Sat, 01 Aug 2015 => 121,
Tue, 01 Sep 2015 => 3451,
Thu, 01 Oct 2015 => 3004,
Sun, 01 Nov 2015 => 2670,
Tue, 01 Dec 2015 => 2873,
Fri, 01 Jan 2016 => 3399,
Mon, 01 Feb 2016 => 3379,
Tue, 01 Mar 2016 => 3662,
Fri, 01 Apr 2016 => 3497,
Sun, 01 May 2016 => 3052,
Wed, 01 Jun 2016 => 2934,
Fri, 01 Jul 2016 => 3100,
Mon, 01 Aug 2016 => 3043,
Thu, 01 Sep 2016 => 3184,
Sat, 01 Oct 2016 => 3027,
Tue, 01 Nov 2016 => 3261,
Thu, 01 Dec 2016 => 3405,
Sun, 01 Jan 2017 => 3658,
Wed, 01 Feb 2017 => 3538,
Wed, 01 Mar 2017 => 3500,
 
@thesecretmaster around 100 per day on weekdays, weekends slightly less
 
750-1200/wk
 
So reviewing a month-worth would be about 4k posts.. which is a lot.
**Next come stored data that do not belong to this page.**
Issue #2065, opened 2018-06-01
Make Toolbox single project with application as command line argument


StefanoRaggi:
#### Expected Behavior
We expect to be able to run any toolbox application from the same single executable file.

#### Actual Behavior
`QuantConnect.ToolBox` is the only project in the LEAN solution with multiple `Main` methods (programs) and VS stores the currently selected startup object/program in the `StartupObject` tag of the `csproj` file.

Although there is a `(Not set)` option in the VS project properties for this tag, selecting it will cause this build error:
```
error CS0017: Program has more than one entry point defined. Compile with /main to specify the type that contains the entry point.
```

#### Potential Solution
1. Toolbox could have a master project which can call the other more like class libraries; removing all main methods and concentrating it into one.
```
toolbox.exe --app=YahooDownloader SYMBOLS RESOLUTION FROMDATE TODATE
```

2. Another potential solution could be to have one project per toolbox application, each one with its own different executable file name.

#### Reproducing the Problem
If we need to run a different application from the one currently selected as _Startup Object_, we currently need to change the setting and rebuild the project.

#### System Information
n/a

#### Checklist
- [x] I have completely filled out this template
- [x] I have confirmed that this issue exists on the current `master` branch
- [x] I have confirmed that this is not a duplicate issue by searching [issues](https://github.com/QuantConnect/Lean/issues)
- [x] I have provided detailed steps to reproduce the issue

PR #2166, opened 2018-06-27
Make toolbox a single application wrapping all the tools

Martin-Molinero:
#### Description

- Decoupled the Lean command line argument parser into the new `ApplicationParser.cs`, so it can be reused at the new `ToolboxArgumentParser.cs`
- Adding ` CommandLineOption.cs` class that will keep information about a specific command line option
- Wrapped the 17 tools under `ToolBox/Program.cs`. Shared/unified as many parameters as possible, they can be found at the new `Configuration/ToolboxArgumentParser.cs` with their corresponding help/description.
- Modified each tool as least as possible, removing argument parsing and now receiving parameters directly.
#### Related Issue

Closes https://github.com/QuantConnect/Lean/issues/2065
#### Motivation and Context

Simplify the usage of the different tools

N/A

Manually
#### Types of changes

#### Checklist:


Configuration/CommandLineOption.cs
```diff
@@ -0,0 +1,35 @@
...
+
+        /// <summary>
+        /// Command option type
+        /// </summary>
+        public CommandOptionType Type { get; }
+
+        /// <summary>
+        /// Command option description
+        /// </summary>
+        public string Description { get; }
```
mchandschuh: no change required - General style of the project places properties at the top. I *think* it's generally like this:

private mutable state
private state
(generally should *never* have public fields, but they do occur sometimes in the code-base)
public properties
ctors (ordered by accessibility)
public methods
abstract methods
protected methods
private methods

This will be included in a R# `dotSettings` file *one-day* when I get some free time

ToolBox/Program.cs
```diff
@@ -0,0 +1,190 @@
...
+                        PrintMessageAndExit("ERROR: Unrecognized --app value");
+                        break;
+                }
+            }
+        }
+        private static IList<string> DictionaryObjectToList(object dictionaryObject)
+        {
+            IList<string> list = new List<string>();
+            var dictionary = dictionaryObject as Dictionary<string, object>;
+            foreach (var item in dictionary)
```
mchandschuh: no change required, but perhaps much more simply, `return dictionary.Keys.ToList()`

ToolBox/Program.cs
```diff
@@ -0,0 +1,190 @@
...
+        private static void PrintMessageAndExit(string message = "")
+        {
+            if (!message.IsNullOrEmpty())
+            {
+                Console.WriteLine("\n" + message);
+                Console.WriteLine("Use the '--h' parameter for more information");
+            }
+            Console.WriteLine("\nPress any key to quit");
+            Console.ReadLine();
+            Environment.Exit(0);
```
mchandschuh: If this is an error condition we should return a non-zero exit code to aid any potential automation use-cases

ToolBox/Program.cs
```diff
@@ -0,0 +1,190 @@
...
+        }
+
+        private static string GetParameterOrExit(IReadOnlyDictionary<string, object> optionsObject, string parameter)
+        {
+            if (!optionsObject.ContainsKey(parameter))
+            {
+                PrintMessageAndExit("ERROR: REQUIRED parameter --" + parameter + "= is missing");
```
mchandschuh: This one is _definitely_ an error case and should end up with a non-zero exit code.

Configuration/CommandLineOption.cs
Martin-Molinero: I'll change it ;)

ToolBox/Program.cs
Martin-Molinero: Your right! I'll just lose this method and use `dictionary.Keys.ToList()` approach

ToolBox/Program.cs
Martin-Molinero: I'll add `exitCode` as a parameter for `PrintMessageAndExit`

mchandschuh:
Awesome stuff, thanks @Martin-Molinero!

PR #2190, opened 2018-07-02
Parallelize reading of fine fundamental data

### LINKED ISSUE #2189: Parallelize reading of fine fundamental data
#### Expected Behavior

Universes that use the fine fundamental data should not be exponentially slower than w/out fine data.

#### Actual Behavior

Fine universe algorithms are incredibly slow.

#### Potential Solution

Read fine fundamental data in parallel to improve performance.

#### Reproducing the Problem

Run an algorithm using the fine fundamental data and observe the performance slow down as more fine data is requested.

#### Checklist

mchandschuh:
#### Description

Read fine fundamental data in parallel

#### Related Issue

Closes #2189 

#### Motivation and Context

Faster is better!

No.

Ran benchmarks in the cloud and observed performance increases proportional to the number of fine symbols selected. Using 10 fine symbols for a year the run time dropped from ~115 seconds to ~80 seconds.

#### Types of changes

#### Checklist:

### DIFF
--- a/Engine/DataFeeds/UniverseSelection.cs
+++ b/Engine/DataFeeds/UniverseSelection.cs
@@ -16,6 +16,7 @@
 using System;
 using System.Collections.Generic;
 using System.Linq;
+using System.Threading.Tasks;
 using QuantConnect.Data;
 using QuantConnect.Data.UniverseSelection;
 using QuantConnect.Interfaces;
@@ -81,7 +82,9 @@ namespace QuantConnect.Lean.Engine.DataFeeds
                     var fineCollection = new BaseDataCollection();
                     var dataProvider = new DefaultDataProvider();
 
-                    foreach (var symbol in selectSymbolsResult)
+                    // use all available threads, the entire system is waiting for this to complete
+                    var options = new ParallelOptions{MaxDegreeOfParallelism = Environment.ProcessorCount};
+                    Parallel.ForEach(selectSymbolsResult, options, symbol =>
                     {
                         var config = FineFundamentalUniverse.CreateConfiguration(symbol);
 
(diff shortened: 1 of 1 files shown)


Engine/DataFeeds/UniverseSelection.cs
```diff
@@ -81,7 +82,9 @@ public SecurityChanges  ApplyUniverseSelection(Universe universe, DateTime dateT
                     var fineCollection = new BaseDataCollection();
                     var dataProvider = new DefaultDataProvider();
 
-                    foreach (var symbol in selectSymbolsResult)
+                    // use all available threads, the entire system is waiting for this to complete
+                    var options = new ParallelOptions{MaxDegreeOfParallelism = Environment.ProcessorCount};
+                    Parallel.ForEach(selectSymbolsResult, options, symbol =>
```
jaredbroad: 😎

Martin-Molinero: Beautiful! just out of curiosity, did you test using `> Environment.ProcessorCount`? Like `Environment.ProcessorCount * 1.5`, Maybe there is room for even more juice

mchandschuh: I did not try but I can. I wouldn't expect that to help since all of these reads are synchronous -- if we were doing async reads I would think we could squeeze a little more out of it

mchandschuh: @Martin-Molinero -- tried 1.5x and didn't notice and improvements (statistically insignificant delay was actually observed) -- hunch is that it's just extra overhead and the threads are simply competing each other

Issue #2240, opened 2018-07-12
SubscriptionCollection is sorted mulltiple times affecting performance


Martin-Molinero:
#### Expected Behavior

`SubscriptionCollection` is only sorted the required amount of times.
#### Actual Behavior

`SubscriptionCollection` is sorted each time a subscription is added and removed inside multiple loops **on the algorithm thread making it slower**.
#### Potential Solution

Review and refactor `SubscriptionCollection` sorting mechanism.
#### Reproducing the Problem

Execute an algorithm with multiple subscriptions. The following image shows the thread running the algorithm spending 48% (`RemoveSubscription` and `AddSubscription`) of its time sorting. Using SSD and 6 symbols.
![imagen](https://user-images.githubusercontent.com/18473240/42659055-71b27abc-85fd-11e8-842b-8171a284308d.png)

#### System Information

N/A
#### Checklist

- [x] I have completely filled out this template
- [x] I have confirmed that this issue exists on the current `master` branch
- [x] I have confirmed that this is not a duplicate issue by searching [issues](https://github.com/QuantConnect/Lean/issues)

- [x] I have provided detailed steps to reproduce the issue

PR #2242, opened 2018-07-13
Improve subscription sorting, FillForwardResolution, mechanism to improve performance

Martin-Molinero:
#### Description

- Moving `_fillForwardResolution` field, from both `FileSystemDataFeed.cs` and `LiveTradingDataFeed.cs` into `SubscriptionCollection.cs`. This avoids duplication and more importantly adds control on how many times the `_fillForwardResolution` is calculated. Also, **this avoids having to sort each time we calculate** the `_fillForwardResolution`, since now we will use the ConcurrentDictionaries keys. Adding new unit tests
- Adding a new flied `_sortingSubscriptionRequired` to `SubscriptionCollection`, which allows a jealous approach for calls on `SortSubscriptions()`. The sorting will only happen if there were subscriptions changes and when the `public IEnumerator<Subscription> GetEnumerator()` is called. Adding new unit tests

- Both changes above generate a **230% time improvement** in the execution of the test algorithm (using SSD and 6 symbols), at 43k data points per second, versus 19k data points per second on master. Performance improvement should be bigger when using more symbols. New algorithm thread runner performance call tree follows, master call tree at https://github.com/QuantConnect/Lean/issues/2240
imagen

#### Related Issue

Closes https://github.com/QuantConnect/Lean/issues/2240
#### Motivation and Context

Improve performance

N/A

Test algorithm, unit and regression tests.
#### Types of changes

#### Checklist:

### DIFF
--- a/Engine/DataFeeds/SubscriptionCollection.cs
+++ b/Engine/DataFeeds/SubscriptionCollection.cs
@@ -14,11 +14,13 @@
  *
 */
 
+using System;
 using System.Collections;
 using System.Collections.Concurrent;
 using System.Collections.Generic;
 using System.Linq;
 using QuantConnect.Data;
+using QuantConnect.Util;
 
 namespace QuantConnect.Lean.Engine.DataFeeds
 {
@@ -28,6 +30,8 @@ namespace QuantConnect.Lean.Engine.DataFeeds
     public class SubscriptionCollection : IEnumerable<Subscription>
     {
         private readonly ConcurrentDictionary<SubscriptionDataConfig, Subscription> _subscriptions;
+        private bool _sortingSubscriptionRequired;
+        private readonly Ref<TimeSpan> _fillForwardResolution;
 
         // some asset types (options, futures, crypto) have multiple subscriptions for different tick types,
         // we keep a sorted list of subscriptions so we can return them in a deterministic order
@@ -40,6 +44,8 @@ namespace QuantConnect.Lean.Engine.DataFeeds
         {
             _subscriptions = new ConcurrentDictionary<SubscriptionDataConfig, Subscription>();
             _subscriptionsByTickType = new List<Subscription>();
+            var ffres = Time.OneMinute;
+            _fillForwardResolution = Ref.Create(() => ffres, res => ffres = res);
         }
 
         /// <summary>
@@ -60,12 +66,13 @@ namespace QuantConnect.Lean.Engine.DataFeeds
         /// <returns>True if the subscription is successfully added, false otherwise</returns>
         public bool TryAdd(Subscription subscription)
         {
-            if (!_subscriptions.TryAdd(subscription.Configuration, subscription))
-                return false;
-
-            SortSubscriptions();
-
-            return true;
+            if (_subscriptions.TryAdd(subscription.Configuration, subscription))
+            {
+                UpdateFillForwardResolution(FillForwardResolutionOperation.AfterAdd, subscription.Configuration);
+                _sortingSubscriptionRequired = true;
+                return true;
+            }
+            return false;
         }
 
         /// <summary>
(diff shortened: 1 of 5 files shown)


Engine/DataFeeds/SubscriptionCollection.cs
```diff
@@ -117,17 +126,70 @@ IEnumerator IEnumerable.GetEnumerator()
...
+        /// Gets and updates the fill forward resolution by checking specified subscription configurations and
+        /// selecting the smallest resoluton not equal to tick
+        /// </summary>
+        private void UpdateFillForwardResolution(bool adding, SubscriptionDataConfig configuration)
+        {
+            // Due to performance implications let's be jealous in updating the _fillForwardResolution
+            if (ValidateFillForwardResolution(configuration) &&
+                (
+                    (adding  // we are adding
+                    && configuration.Resolution.ToTimeSpan() != _fillForwardResolution.Value) // check if the new timeSpan is different
```
mchandschuh: I think we can even do a _little_ better here. First, let's use `configuration.Increment` which is the time span equivalent of resolution as well, second I think we only need to update the fill forward resolution if the added subscription's increment is smaller.

Engine/DataFeeds/SubscriptionCollection.cs
```diff
@@ -117,17 +126,70 @@ IEnumerator IEnumerable.GetEnumerator()
...
+                ||
+                    (!adding // We are removing
+                    && configuration.Resolution.ToTimeSpan() == _fillForwardResolution.Value // True: We are removing the resolution we were using
+                    && _subscriptions.All(x => x.Key.Resolution != configuration.Resolution))) // False: there is at least another one equal, no need to update
+                )
+            {
+                var configurations = adding ? _subscriptions.Keys.Concat(new[] { configuration }) : _subscriptions.Keys;
```
mchandschuh: I think the name `adding` here is misleading. I think we only need to append the requested `configuration` is via `UpdateAndGetFillForwardResolution` where the consumer is basically saying, I'm 'about' the add this to the collection, so start using this one now, but via calls from `TryAdd` above, the specified `configuration` will already be in `_subscriptions.Keys` (methinks)

Engine/DataFeeds/SubscriptionCollection.cs
```diff
@@ -117,17 +126,70 @@ IEnumerator IEnumerable.GetEnumerator()
...
+                _fillForwardResolution.Value = configurations.Where(ValidateFillForwardResolution)
+                                                             .Select(x => x.Resolution)
+                                                             .Distinct()
```
mchandschuh: I know this is existing code that has been transplanted, but looking at it now I don't think we actually need this `Distinct` call.

Engine/DataFeeds/SubscriptionCollection.cs
Martin-Molinero: I'll use `configuration.Increment` 👍 
Right, I thought the same. Problem is, the _default_ fill forward enumerator resolution might be smaller than the users resolution. So we should add logic to detect when the `_subscriptions` collection is empty for overwriting the _smaller_ logic, and that stopped me from doing so since its an operation with awful performance, what do you think?

Engine/DataFeeds/SubscriptionCollection.cs
Martin-Molinero: yes your right! I'll make it more specific and clear

Engine/DataFeeds/SubscriptionCollection.cs
Martin-Molinero: I added the `Distinct` call :P. Your right, we don't need it, but I believed it would be more performant since we would remove duplicates. What do you think?

Engine/DataFeeds/SubscriptionCollection.cs
mchandschuh: good point, I think the cost savings probably aren't worth the added complexity.

Engine/DataFeeds/SubscriptionCollection.cs
mchandschuh: `Distinct` under the cover creates a new set, loops through all entries pushing them into the set, and ones that are successfully added move on to the next iterator -- my hunch is that it's extra work we don't need to do -- I doubt the savings will be statistically relevant since we've already minimized how often this method is called -- would probably only be noticeable if we continuously added/removed subscriptions with different resolutions requiring the fill forward resolution to be constantly updated.

Issue #2197, opened 2018-07-03
Delisted symbol data being sent through OnData(Slice)


Martin-Molinero:
#### Expected Behavior

Delisted symbol should not be sent through `OnData(Slice)` after it has been delisted and user informed.
#### Actual Behavior

On the day a minute symbol is delisted, `OnData(Slice)` contains all the minute data from the previous day. Log [log_and_algorithm.zip](https://github.com/QuantConnect/Lean/files/2159636/log_and_algorithm.zip)
#### Potential Solution

Review code to find underlying issue.
#### Reproducing the Problem

The algorithm to reproduce the issue: [log_and_algorithm.zip](https://github.com/QuantConnect/Lean/files/2159636/log_and_algorithm.zip). The issue happens on the 1/16/2016 12:00:00 AM, which is a Saturday.

#### System Information

N/A
#### Checklist

- [x] I have completely filled out this template
- [x] I have confirmed that this issue exists on the current `master` branch
- [x] I have confirmed that this is not a duplicate issue by searching [issues](https://github.com/QuantConnect/Lean/issues)

- [x] I have provided detailed steps to reproduce the issue

PR #2250, opened 2018-07-16
Fix for delisted subscription data being sent

Martin-Molinero:
#### Description

- Moving the `if (_delisted) { break; }` above the `while (_subscriptionFactoryEnumerator.MoveNext())` loop. Why? The `_subscriptionFactoryEnumerator` isn't useful, when created, we detect that the subscription is delisted through `CheckForDelisting()` cause `date > delistingDate`. But we still need to loop once more to send the `new Delisting` event, but after we send it we are done and we can break (not going through `_subscriptionFactoryEnumerator.MoveNext()`, since it will start reading a New zip file that's after the delisting date). We still need to create the `_subscriptionFactoryEnumerator` since that's the way we detect that the subscription has to be delisted.
- Replacing a couple of lines with an already defined method with the same behavior. Method: https://github.com/QuantConnect/Lean/blob/master/Engine/DataFeeds/SubscriptionDataReader.cs#L740
- Modified `Common/Data/Slice.cs` so that the enumerator does not send null data to the algorithm
- Adding a regression test. It will throw an exception if we receive any delisted data (fails on master). It will also throw if we didn't recieve the warning and delisted events. ***requires data not present in the open source repository and will pass in that case**.
     - Modified `Engine/AlgorithmManager.cs` to set the algorithms state to `completed`, it was being left as `running`
     - Modified `Tests/AlgorithmRunner.cs` to assert the state of the algorithm and if not `completed` fail.
#### Related Issue

Closes https://github.com/QuantConnect/Lean/issues/2197
#### Motivation and Context

Delisted symbol should not be sent through OnData(Slice) after it has been delisted and user informed.

N/A

Unit and regression tests. Test algorithm at https://github.com/QuantConnect/Lean/issues/2197
#### Types of changes

#### Checklist:

### DIFF
--- a/Algorithm.CSharp/OptionDelistedDataRegressionAlgorithm.cs
+++ b/Algorithm.CSharp/OptionDelistedDataRegressionAlgorithm.cs
@@ -1,0 +1,121 @@
+﻿/*
+ * QUANTCONNECT.COM - Democratizing Finance, Empowering Individuals.
+ * Lean Algorithmic Trading Engine v2.0. Copyright 2014 QuantConnect Corporation.
+ *
+ * Licensed under the Apache License, Version 2.0 (the "License");
+ * you may not use this file except in compliance with the License.
+ * You may obtain a copy of the License at http://www.apache.org/licenses/LICENSE-2.0
+ *
+ * Unless required by applicable law or agreed to in writing, software
+ * distributed under the License is distributed on an "AS IS" BASIS,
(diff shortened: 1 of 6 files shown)


mchandschuh:
> NOTE: Adding regression test for this

mchandschuh:
> NOTE: This caused other regression failures to be noticed. @Martin-Molinero is creating issues for the newly discovered failing regression tests.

We could filter out the punctuation ones and the ones which have domains that occur in > 3 posts, and could prolly filter a bit further.
 
10:51 PM
Looking at only TPs gets you to ~3k/mo
2800ish
 
the vast, vast majority is slam-dunk #drugs
but yeah, reviewing the rest is a thankless task
 
2200/mo for TPs w/ a recorded deletion date
 
@Undo take out repeated chars, non-latin, etc
 
but I would guess maybe down to 200-300 with very modest filtering
 
@tripleee Don't most of those have domains with 3+ matching posts?
We could knock those out
 
10:53 PM
gotta run, but AR query I'm using if someone wants to pick it up:
ap Post.group_by_month(:created_at).where(is_tp: true).where('deleted_at IS NOT NULL').count
 
sigh fine
 
@thesecretmaster Actually, we do get FP on those reasons.
 
@Makyen But the TPs on those reasons should be slam dunks
now actually leaving
 
most yeah but add in the product names they use and you can filter out nearly all of the rest too
 
@Undo Yes/no. We're looking for cases that have been evaluated TP that are actually FP, thus if we get FP on some of them, then we should look at them.
 
10:55 PM
somebody was saying tags aren't very useful but this is precisely why we have them, you can group swaths of posts for exclusion or inclusion easily
 
[ SmokeDetector | MS ] Potentially bad keyword in body (1): How can I always know what marketable skills are on demand? by Knight OfNights on stackoverflow.com
fp- by K.Dᴀᴠɪs
 
the ones without obvious keywords but an obvious theme or template like #hacking or #spellcaster woud be hard to filter out otherwise
and #blogspam, with variations
but careful, that's more likely to have FPs
sadly there are probably still many untagged #hacking and #spellcaster posts, and some clear recurring categories which don't yet have a tag
like the TOEFL ones I looked at the other day
 
@Undo The wording of "Subjectively, do you think there are FP posts slipping through the cracks?" doesn't make it clear what you're asking. You are probably intending something like "Subjectively, do you think there are FP posts which get deleted by spam/R/A flags as a result of SmokeDetector reports where the issue is not caught and rectified in a timely manner?"
 
I gotta run, but I'll be back in the next couple days.
 
11:18 PM
@Makyen I had to reread that question as well.